WHAT YOU WILL DO
Transcribe every entry exactly, with nothing added or left out.

---------- INFORMATION

PR #1615, opened 2018-06-19
upgrade: Wait for services shutdown to finish

jsuchome:
The script was executed in the background and we did not wait for
it to finish. As a result, other scripts were started before this one was done.

### DIFF
--- a/chef/cookbooks/crowbar/templates/default/crowbar-shutdown-services-before-upgrade.sh.erb
+++ b/chef/cookbooks/crowbar/templates/default/crowbar-shutdown-services-before-upgrade.sh.erb
@@ -25,6 +25,15 @@ set -x
 systemctl stop cron
 systemctl disable cron
 
+mkdir -p $UPGRADEDIR
+
+if [[ -f $UPGRADEDIR/crowbar-shutdown-services-before-upgrade-ok ]] ; then
+    log "Services are already shut down."
+    exit 0
+fi
+
+rm -f $UPGRADEDIR/crowbar-shutdown-services-before-upgrade-failed
+
 <% if @nova_controller && (!@use_ha || @cluster_founder) %>
 # Remove nova-cert service which has been deprecated in Newton and is not present in Pike
 
@@ -50,16 +59,16 @@ for type in clone ms primitive; do
     do
         log "Stopping resource $resource"
         crm --force --wait resource stop $resource
+        ret=$?
+        if [ $ret != 0 ] ; then
+          log "Error occured during stopping resource $resource."
+          echo $ret > $UPGRADEDIR/crowbar-shutdown-services-before-upgrade-failed
+          exit $ret
+        fi
     done
 done
 
 <% end %>
-
-# stop cinder-volume at all nodes so the service could be removed from the database later
-if test -e /usr/sbin/rcopenstack-cinder-volume; then
-    log "Stopping cinder-volume service"
-    /usr/sbin/rcopenstack-cinder-volume stop
-fi
 
 <% else %>
 
@@ -80,4 +89,5 @@ done
 
 <% end %>
 
+touch $UPGRADEDIR/crowbar-shutdown-services-before-upgrade-ok
 log "$BASH_SOURCE is finished."
--- a/crowbar_framework/app/models/api/upgrade.rb
+++ b/crowbar_framework/app/models/api/upgrade.rb
@@ -874,7 +874,7 @@ module Api
           "post-upgrade",
           "chef-upgraded"
         ].map { |f| "/usr/sbin/crowbar-#{f}.sh" }.join(" ")
-        scripts_to_delete << "/etc/neutron/lbaas-connection.conf"
+        scripts_to_delete << " /etc/neutron/lbaas-connection.conf"
         node.run_ssh_cmd("rm -f #{scripts_to_delete}")
       end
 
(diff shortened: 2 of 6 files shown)


crowbar_framework/app/models/api/upgrade.rb
```diff
@@ -468,7 +460,9 @@ def services
           false,
           services: {
             data: e.message,
-            help: "Crowbar has failed. Check /var/log/crowbar/production.log for details."
+            help: "Check /var/log/crowbar/production.log at admin server for details." \
+              "If the action failed at a specific node, " \
+              "check /var/log/crowbar/node-upgrade.log at the node."
```
rhafer: Nit: Isn't it `s/at/on/`?

And  `check /var/log/crowbar/node-upgrade.log *on that* node.` ?

crowbar_framework/app/models/api/upgrade.rb
```diff
@@ -468,7 +460,9 @@ def services
           false,
           services: {
             data: e.message,
-            help: "Crowbar has failed. Check /var/log/crowbar/production.log for details."
+            help: "Check /var/log/crowbar/production.log at admin server for details." \
+              "If the action failed at a specific node, " \
```
rhafer: nit: Actually I meant `s/at/on ` for all the occurrences here. (And in this PR in general).

jsuchome: Oh. Sure, I missed the other one :-)

chef/cookbooks/crowbar/templates/default/crowbar-shutdown-services-before-upgrade.sh.erb
```diff
@@ -47,14 +57,15 @@ for type in clone ms primitive; do
     done
 done
 
-<% end %>
-
-# stop cinder-volume at all nodes so the service could be removed from the database later
-if test -e /usr/sbin/rcopenstack-cinder-volume; then
-    log "Stopping cinder-volume service"
-    /usr/sbin/rcopenstack-cinder-volume stop
+ret=$?
```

--------------------

EXERCISE RESULT
PR #1615, opened 2018-06-19
upgrade: Wait for services shutdown to finish

jsuchome:
The script was executed in the background and we did not wait for
it to finish. As a result, other scripts were started before this one was done.

### DIFF
--- a/chef/cookbooks/crowbar/templates/default/crowbar-shutdown-services-before-upgrade.sh.erb
+++ b/chef/cookbooks/crowbar/templates/default/crowbar-shutdown-services-before-upgrade.sh.erb
@@ -25,6 +25,15 @@ set -x
 systemctl stop cron
 systemctl disable cron
 
+mkdir -p $UPGRADEDIR
+
+if [[ -f $UPGRADEDIR/crowbar-shutdown-services-before-upgrade-ok ]] ; then
+    log "Services are already shut down."
+    exit 0
+fi
+
+rm -f $UPGRADEDIR/crowbar-shutdown-services-before-upgrade-failed
+
 <% if @nova_controller && (!@use_ha || @cluster_founder) %>
 # Remove nova-cert service which has been deprecated in Newton and is not present in Pike
 
@@ -50,16 +59,16 @@ for type in clone ms primitive; do
     do
         log "Stopping resource $resource"
         crm --force --wait resource stop $resource
+        ret=$?
+        if [ $ret != 0 ] ; then
+          log "Error occured during stopping resource $resource."
+          echo $ret > $UPGRADEDIR/crowbar-shutdown-services-before-upgrade-failed
+          exit $ret
+        fi
     done
 done
 
 <% end %>
-
-# stop cinder-volume at all nodes so the service could be removed from the database later
-if test -e /usr/sbin/rcopenstack-cinder-volume; then
-    log "Stopping cinder-volume service"
-    /usr/sbin/rcopenstack-cinder-volume stop
-fi
 
 <% else %>
 
@@ -80,4 +89,5 @@ done
 
 <% end %>
 
+touch $UPGRADEDIR/crowbar-shutdown-services-before-upgrade-ok
 log "$BASH_SOURCE is finished."
--- a/crowbar_framework/app/models/api/upgrade.rb
+++ b/crowbar_framework/app/models/api/upgrade.rb
@@ -874,7 +874,7 @@ module Api
           "post-upgrade",
           "chef-upgraded"
         ].map { |f| "/usr/sbin/crowbar-#{f}.sh" }.join(" ")
-        scripts_to_delete << "/etc/neutron/lbaas-connection.conf"
+        scripts_to_delete << " /etc/neutron/lbaas-connection.conf"
         node.run_ssh_cmd("rm -f #{scripts_to_delete}")
       end
 
(diff shortened: 2 of 6 files shown)


crowbar_framework/app/models/api/upgrade.rb
```diff
@@ -468,7 +460,9 @@ def services
           false,
           services: {
             data: e.message,
-            help: "Crowbar has failed. Check /var/log/crowbar/production.log for details."
+            help: "Check /var/log/crowbar/production.log at admin server for details." \
+              "If the action failed at a specific node, " \
+              "check /var/log/crowbar/node-upgrade.log at the node."
```
rhafer: Nit: Isn't it `s/at/on/`?

And  `check /var/log/crowbar/node-upgrade.log *on that* node.` ?

crowbar_framework/app/models/api/upgrade.rb
```diff
@@ -468,7 +460,9 @@ def services
           false,
           services: {
             data: e.message,
-            help: "Crowbar has failed. Check /var/log/crowbar/production.log for details."
+            help: "Check /var/log/crowbar/production.log at admin server for details." \
+              "If the action failed at a specific node, " \
```
rhafer: nit: Actually I meant `s/at/on ` for all the occurrences here. (And in this PR in general).

jsuchome: Oh. Sure, I missed the other one :-)

chef/cookbooks/crowbar/templates/default/crowbar-shutdown-services-before-upgrade.sh.erb
```diff
@@ -47,14 +57,15 @@ for type in clone ms primitive; do
     done
 done
 
-<% end %>
-
-# stop cinder-volume at all nodes so the service could be removed from the database later
-if test -e /usr/sbin/rcopenstack-cinder-volume; then
-    log "Stopping cinder-volume service"
-    /usr/sbin/rcopenstack-cinder-volume stop
+ret=$?
```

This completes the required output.